Il Parlamento ha concluso l’iter di approvazione della legge di stabilità, che entrerà in vigore il prossimo 1° gennaio 2015, inserendo una serie di disposizioni finalizzate ad incentivare la rigenerazione urbana, nonché a promuovere un ulteriore processo di dismissioni degli immobili del Ministero della difesa, la regolarità dell’autotrasporto di merci conto terzi e a definire alcuni aspetti delle bonifiche delle aree inquinate.
Come più volte annunciato dal Presidente del Consiglio nei giorni scorsi, nell’ambito delle norme contenute nella legge di stabilità, si segnala l’approvazione di un Piano per la rigenerazione urbana incentrato sulle periferie e sui fenomeni di marginalizzazione i cui contenuti specifici saranno definiti con un successivo provvedimento. La tempistica delineata è molto rapida e si rivolge ai Comuni che dovranno, entro il prossimo 30 giugno, essere in grado di inviare le proposte su cui dovrà esprimersi un apposito Nucleo di valutazione.
Si segnala per altro che l’iniziativa del Piano per le periferie si integra, almeno per il 2015, con il Piano città i cui termini sarebbero scaduti il 5 ottobre prossimo.
Di seguito il commento tecnico sulle norme di interesse per il mercato privato.
Rigenerazione urbana
Incentivi per la rigenerazione urbana (art. 1, comma 271)
Il comma 271 interviene, in senso positivo, a fornire un’interpretazione autentica dell’art. 5 commi 9 e 14 del decreto legge 13 maggio 2011 n. 70 “Semestre Europeo – prime disposizioni urgenti per l’economia” con il quale erano state introdotte una prima serie di misure normative per agevolare la rigenerazione urbana che però avevano destato alcune perplessità di natura applicativa.

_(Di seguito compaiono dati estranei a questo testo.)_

PR #184, opened 2023-12-19
Add changelog update usage for package rename options in README

cryptodev-2s:
Update the CLI Usage of `auto-changelog update` for renamed packages in the README to mention `--tag-prefix-before-package-name` and `--version-before-package-rename`.

### DIFF
--- a/README.md
+++ b/README.md
@@ -32,6 +32,18 @@ or
 
 `npm run auto-changelog update --rc`
 
+#### Update the changelog for a renamed package
+
+This option is designed to be used for packages that live in a monorepo.
+
+For instance, if your package is called `polling-controller` and was renamed to `@metamask/polling-controller` at version 0.2.3, and thus the Git tags followed suit:
+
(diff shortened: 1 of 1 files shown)


README.md
```diff
@@ -32,6 +32,18 @@ or
 
 `npm run auto-changelog update --rc`
 
+#### Update the changelog for a renamed package
+
+This option is designed to be used for packages that live in a monorepo.
```
mikesposito, line 37: Can this also apply to a package that is not in a monorepo, but that has just been renamed?

cryptodev-2s: @mikesposito actually I got inspired by this PR merged some time ago https://github.com/MetaMask/auto-changelog/pull/173 ? I am not sure why this won't apply for other than monorepos but my guess it should

mikesposito: Oh, I see! Thanks for linking that.

As per our naming convention, release tags for packages inside a monorepo have a "tag prefix", and that tag prefix is used when building links in the changelog. As our single packages just use version as a tag, they don't need any tweak on the prefix - as they don't have it.

mikesposito (approved):
Looks good!

PR #202, opened 2024-09-23
BREAKING: Bump `prettier` to `^3.3.3`

### LINKED ISSUE #201: Bump Prettier to v3
We should update Prettier to v3, and fix any breaking changes. Prettier v3 uses an async API, meaning that we need to update the API of this package to be async as well.

Mrtenz:
This bumps Prettier to `^3.3.3`, and fixes any breaking changes in Prettier.

Closes #201.

## Breaking changes

- `prettier@^3.3.3` is now a peer-dependency of this package.
- `Changelog.toString` now returns a `Promise`, which resolves with the formatted changelog.


Mrtenz:
@SocketSecurity ignore npm/create-jest@29.7.0

New author ok.

@SocketSecurity ignore npm/jake@10.9.2

Shell access expected.

package.json
```diff
@@ -52,22 +44,34 @@
...
+    "prettier": "^3.3.3",
+    "prettier-plugin-packagejson": "^2.5.2",
     "rimraf": "^3.0.2",
-    "ts-jest": "^26.5.6",
+    "ts-jest": "^29.2.5",
     "typescript": "~4.8.4"
   },
+  "peerDependencies": {
+    "prettier": "^3.3.3"
+  },
```
mikesposito, line 63: This forces a consumer to use this specific version range of `prettier` - curious, is there any unwanted outcome of including this in direct dependencies so that this package can use its specific version regardless of the rest of the dep tree?

package.json
```diff
@@ -52,22 +44,34 @@
...
+  "packageManager": "yarn@3.2.4",
+  "engines": {
+    "node": ">=14.0.0"
+  },
```
mikesposito, line 67: Supported versions were `^18.18 || >=20`, any reason we need v14?

Mrtenz: I messed this up after rebasing. Fixed it now.

package.json
Mrtenz: I assume every consumer already has Prettier installed. We could change it to a version range like `>=3.0.0`.

src/validate-changelog.ts
```diff
@@ -107,7 +107,7 @@ type ValidateChangelogOptions = {
  * `true` and the changelog contains uncategorized changes.
  * @throws `ChangelogFormattingError` - Will throw if there is a formatting error.
  */
-export function validateChangelog({
+export async function validateChangelog({
```
mikesposito, line 110: Nit:  `README` should be updated with the new API (though, I believe it should be updated with other things as well i.e. node version)

mikesposito (approved):
Looks great!

src/validate-changelog.ts
Mrtenz: Will do in a separate PR.

PR #212, opened 2025-01-21
Auto categorize CLI flag

jake-perkins:
This adds a new --autoCategorize flag to the CLI which will categorize the conventional commits to keep a changelog format for the generated changelog

Example output runs

yarn auto-changelog update --autoCategorize

---

### Uncategorized

- tweaking configs
- newline
- update changelog
- remove logs
- testing
- reset changelog
- readme
- format changelog

### Added

- feat: testing conv commit feat
- feat: categorize conventional commits

### Fixed

- fix: format
- fix: testing conv commit


sethkfman (dismissed):
LGTM

src/update-changelog.ts
```diff
@@ -215,6 +215,7 @@ export type UpdateChangelogOptions = {
   projectRootDirectory?: string;
   tagPrefixes?: [string, ...string[]];
   formatter?: Formatter;
+  autoCategorize: boolean;
```
cryptodev-2s, line 218: Nit: should this be optional

mcmire (commented):
This makes sense to me, I just had some suggestions.

It doesn't appear that we have any tests for `updateChangelog`. However, would you mind adding some in an `update-changelog.test.ts` file for your new changes? It doesn't have to test any of the existing functionality, just your addition.

src/update-changelog.ts
```diff
@@ -329,3 +337,27 @@ async function runCommand(command: string, args: string[]): Promise<string[]> {
...
+ *
+ * @param description - The commit message description.
+ * @returns The category of the change.
+ */
+function getCategory(description: string): ChangeCategory {
+  // Check if description contains a colon
+  if (description.includes(':')) {
+    const [prefix] = description.split(':').map((part) => part.trim());
+    switch (prefix) {
+      case 'feat':
```
mcmire, line 352: Nit: Should we extract these prefixes to an enum so that they are more easily referenceable?

README.md
```diff
@@ -24,6 +24,10 @@ or
 
 `npm run auto-changelog update`
 
+#### Generate Categorized sections of the changelog
+
+`yarn run auto-changelog update --autoCategorize`
```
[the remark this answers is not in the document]
jake-perkins: Let me know your preference, I saw we had a few different conventions ( currentVersion ) was another example argument. happy to update it to whatever you prefer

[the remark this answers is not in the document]
mcmire: Ah, so we do... hmm. I guess since they were added later, those are the exceptions, not the norm. Alright, we can go with `--autoCategorize` and I can post a PR later that makes the other options consistent.

src/update-changelog.ts
jake-perkins: Updated to Enum to recommended

mcmire:
Looks like there are some lint failures to fix, and then I can approve.

src/update-changelog.ts
jake-perkins: Updated to be optional!

src/update-changelog.test.ts
```diff
@@ -0,0 +1,53 @@
...
+    const result = await ChangeLogManager.updateChangelog({
+      changelogContent: uncategorizedChangelog,
+      currentVersion: '1.0.0',
+      repoUrl:
+        'https://github.com/ExampleUsernameOrOrganization/ExampleRepository',
+      isReleaseCandidate: true,
+      autoCategorize: true,
+    });
+
+    console.log(result);
```
cryptodev-2s, line 32: Nit: this console log can be removed

jake-perkins: Sorry am troubleshooting some unit tests that are passing locally but failing on the pipeline, so these are just temporary will remove

mcmire (approved):
Thanks for taking care of this! LGTM.

PR #226, opened 2025-03-05
Use ts-bridge instead of tsc; restrict imports

mcmire:
- Use `ts-bridge` instead of `tsc` to generate a JavaScript build.
  - This now produces two variants to cater to CommonJS-only and ESM-compatible bundlers.
- Define exports in `package.json`
  - **BREAKING:** Custom, on-demand subpath imports are no longer supported.

## Manual testing steps

- Run `yarn build` and inspect `dist`. You should see `.cjs`, `.mjs`, `.d.cts`, and `.d.mts` files for each TypeScript file in `src/`.
- Run `yarn test`. This now runs a second command, `attw --pack`, which verifies that the built files are correct. This should pass.

### DIFF
--- a/package.json
+++ b/package.json
@@ -7,21 +7,35 @@
     "url": "https://github.com/MetaMask/auto-changelog.git"
   },
   "license": "(MIT OR Apache-2.0)",
-  "main": "dist/index.js",
-  "bin": "dist/cli.js",
+  "sideEffects": false,
+  "exports": {
+    ".": {
+      "import": {
+        "types": "./dist/index.d.mts",
+        "default": "./dist/index.mjs"
+      },
+      "require": {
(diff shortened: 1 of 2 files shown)


mcmire:
@SocketSecurity ignore npm/commander@10.0.1
@SocketSecurity ignore npm/mz@2.7.0
@SocketSecurity ignore npm/validate-npm-package-name@5.0.1

`commander` is used by `@arethetypeswrong/cli`. This package is a wrapper around `child_process`, so shell access makes sense.

`mz` is a transitive dependency of `@arethetypeswrong/cli`. It wraps `child_process`, `fs`, and other Node libraries to provide promisified versions. So shell access makes sense here too.

New author for `validate-npm-package-name` is OK, `lukekarrys` is a known member of the JS community.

È opportuno ricordare che l’art. 5 del decreto legge 70/11 al comma 9 prevedeva, per agevolare la riqualificazione di aree degradate anche attraverso la demolizione e ricostruzione, una serie di incentivi quale il riconoscimento di volumetria aggiuntiva, la delocalizzazione dei volumi preesistenti, la modifica della sagoma. Tutto ciò previa specifica legge regionale da approvare entro l’11 settembre 2011. Il comma 14 nel caso in cui la regione ( a statuto ordinario) non avesse approvato la predetta legge, prevedeva il riconoscimento di una volumetria premiale aggiuntiva nella misura massima del 20% (edifici residenziali) o della superficie nella misura massima del 10% (altri edifici). Ulteriori condizioni per accedere a tali incentivi erano il rispetto degli standard urbanistici, della normativa antisismica, ecc. (vedi comma 11, periodo 2, art. 5 decreto legge 70/11) e la localizzazione dell’edificio in area diversa dal centro storico o edificabile ( vedi comma 10, art. 5 decreto legge 70/11) ovvero la regolarità urbanistica dell’immobile.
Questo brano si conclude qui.